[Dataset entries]
# # # #

PR #1816, opened 2015-01-19
Add javaScalaCompiler task

pauldraper:
I want to add a distributed cache of compiled targets and analyses, via an SBT plugin.

For that, I need to be able to change out the incremental compile implementation. That term is _very_ overloaded...I mean the step where we compile these X files to targets and report the relationships.

---

It seems like I should hook into the `compileIncremental` task. But I can't seem to do that without trying to (1) duplicate lots of functionality, and (2) access lots of private SBT classes.

Currently, compilation looks like this:

```
Keys.compileIncremental (Keys.scala)
Defaults.compileIncrementalTask (Defaults.scala)
Defaults.compileIncrementalTaskImpl (Defaults.scala)
Compiler.Compile (Compiler.scala)
IC.incrementalCompile (IncrementalCompiler.scala)
IC.compileInternal (IncrementalCompiler.scala)
```

which passes `MixedAnalyzingCompiler#compile` to

```
IncrementalCompile.apply (Compile.scala)
Incremental.compile (Incremental.scala)
```

which then uses one of the `IncrementalCommon` implementations, and does some more stuff.

---

I'm a little confused by the architecture (e.g. what belongs in `sbt.compiler.IC.incrementalCompile` vs `sbt.inc.IncrementalCompile` vs `sbt.inc.Incremental.compile`).

Currently, I hook into the `IC.compileInternal` -> `IncrementalCompile.apply` step.

I welcome suggestions how this can be better achieved.

---

Usage:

# # # #

WHAT THIS TASK INVOLVES:
Would you please return all lines of the data that include the word "IncrementalCompiler"?

WRITTEN ANSWER:
IC.incrementalCompile (IncrementalCompiler.scala)
IC.compileInternal (IncrementalCompiler.scala)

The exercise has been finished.